Admittedly they are free to participate, but thanks to a vibrant educational system they are ignorant of what their options really are.

I like the idea of IRV but, as you say, that only works with more than two candidates to choose from. In a place that had a third party that could consistently field candidates I’d love to see that tried, but in a place with a second party that often fails to field a candidate there would be no test of IRV. Do you really think that “Superdell” would have received more votes with IRV or any other system? The only help of IRV is with a healthy multi-party system. We have an unhealthy two-party system which is rigged against third partied (even if it were healthy).

My idea would only kick in where there was an unhealthy imbalance between the two major parties. The only way IRV can help is if our third parties are able to field reasonable candidates in a variety of races. I don’t see that happening until we have political dialog rather than decrees from on high.

What about the primaries? The whole point of a primary is to provide competition within a party before the general election. There are groups, for example, in the Republican party that can champion candidates in the primaries. If you don’t feel like there is competition in the general election, do you have competition in the primaries?

Rob,

Thanks for that link. That kind of a system would be applicable to races such as city councils where the council members are elected at large and people are allowed to vote for multiple seats, but it does not work where the intent is for a single representative to be tied to a specific district.

Andrea,

It’s a bit of a circular argument because Republicans stayed home in large part because their votes would not mean anything with no hotly contested local races. Democrats might be enthusiastic to show their support for Obama despite the fact that their votes would mean nothing in the final tally for president, but even if McCain had a chance, Republicans would have no reason to come to the polls in Utah since he was going to win Utah without them. To get an engaged electorate you need to have local races worth voting for.

Hyrum, you snuck in there.

The problem with the idea that primaries work is that the system in Utah is that if one candidate can get 60% of the delegate votes at the conventions there is no primary.
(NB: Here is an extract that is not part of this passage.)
PR #395, opened 2021-07-27
fix: Resolve a NU1608 warning in the Arcus.Templates.Tests.Integration.csproj

sucrose0413:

No primary means no primary competition. All a candidate has to do to get elected is get in the good graces of enough delegates to avoid a primary. For something like a state house district that can be less than 30 people to convince.
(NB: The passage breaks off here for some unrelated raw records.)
PR #475, opened 2021-11-19
feat: update web api proj template to net6.0

### LINKED ISSUE #472: Migrate `Arcus.Templates.WebApi` towards .NET 6
We should migrate the `Arcus.Templates.WebApi` project towards .NET 6 and use the new hosting features and setup.

**Additional context**
https://docs.microsoft.com/en-us/aspnet/core/migration/50-to-60-samples?view=aspnetcore-6.0
Relates to https://github.com/arcus-azure/arcus/issues/106

stijnmoreels:
Updates the Web API project template towards .NET 6.

Closes #472 
Relates to https://github.com/arcus-azure/arcus/issues/106


stijnmoreels:
- [ ] Updates CI .NET SDK version

build/ci-build.yml
```diff
@@ -59,6 +59,11 @@ stages:
               keepToken: false
               tokenPrefix: '#{'
               tokenSuffix: '}#'
+          - task: UseDotNet@2
+            displayName: 'Import .NET Core SDK ($(DotNet.Sdk.PreviousVersion))'
+            inputs:
+              packageType: 'sdk'
+              version: '$(DotNet.Sdk.PreviousVersion)'
```
fgheysels, line 66: Why do we need to import the previous version of the sdk ?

Imagine that you have two people seeking the party nomination and things are evenly split among the delegates – one candidate need only convince perhaps 5 delegates to change their support in order to avoid a primary and hence be handed the election. Re-election becomes as simple as keeping those five people happy without alienating the rest of the people that were already in your camp before.

David,

You’re welcome.

Remember that “where the intent is for a single representative to be tied to a specific district,” voters can have either a representative district or a competitive district. But under a single-member plurality electoral system they cannot have both.
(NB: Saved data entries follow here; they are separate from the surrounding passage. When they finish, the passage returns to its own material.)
Issue #484, opened 2021-12-03
Use `System.Text.Json` instead of `Newtonsoft.Json` for JSON (de)serialization 


stijnmoreels:
**Is your feature request related to a problem? Please describe.**
We still use the separate package `Newtonsoft.Json` for JSON (de)serialization. `System.Text.Json` is by-default present in the .NET environment.

**Describe the solution you'd like**
We should consider switching to the Microsoft-package `System.Text.Json` as default.

**Additional context**
Discussed in https://github.com/arcus-azure/arcus/discussions/171

stijnmoreels:
Waiting for 'missing members' support: https://github.com/dotnet/runtime/issues/37483

fgheysels:
> Waiting for 'missing members' support: [dotnet/runtime#37483](https://github.com/dotnet/runtime/issues/37483)

Looks like that issue is fixed.
Apparently, it helps when somebody puts a bit of [anger ](https://github.com/dotnet/runtime/issues/37483#issuecomment-1318350596) in his voice.

stijnmoreels:
Hehe, and he's got a point. 😄

PR #485, opened 2021-12-03
chore: move az func http trigger to system.text.json

stijnmoreels:
Use `System.Text.Json` in Azure Functions HTTP trigger project template

Relates to #484


src/Arcus.Templates.AzureFunctions.Http/HttpBasedAzureFunction.cs
```diff
@@ -1,209 +1,191 @@
...
+using System.Threading.Tasks;
+using Arcus.WebApi.Logging.Correlation;
+using GuardNet;
+using Microsoft.AspNetCore.Http;
+using Microsoft.AspNetCore.Mvc;
+using Microsoft.AspNetCore.Mvc.Formatters;
+using Microsoft.Extensions.Logging;
+using Microsoft.Extensions.Logging.Abstractions;
+using Microsoft.Net.Http.Headers;
+
```
fgheysels, line 17: Is it just me, or is this diff ui not working as expected ?

fgheysels (approved):

src/Arcus.Templates.AzureFunctions.Http/HttpBasedAzureFunction.cs
stijnmoreels: Yeah, something about new line chars that are probably not right. I fixed it locally, so it won't happen again.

The gerrymander-proof, spoiler-proof ranked-choice electoral systems promoted by FairVote: The Center for Voting and Democracy are much competitive and representative than plurality rule.

http://www.fairvote.org

Whatever the advantages of your system, I am not up to the challenge of changing the entire structure of our state system of representation (let alone the national system).

David,

It’s not a circular argument. Republicans stayed home because they weren’t thrilled with their presidential candidate.

Andrea,

You are right. I just wish that people recognized that our problems can’t be solved by getting “the right guy” in the White House. They can only be solved by all of us taking greater interest in our communities and in the local levels of politics. In other words, we must consider the local races to be important enough that we don’t allow them to be nothing more than coronations.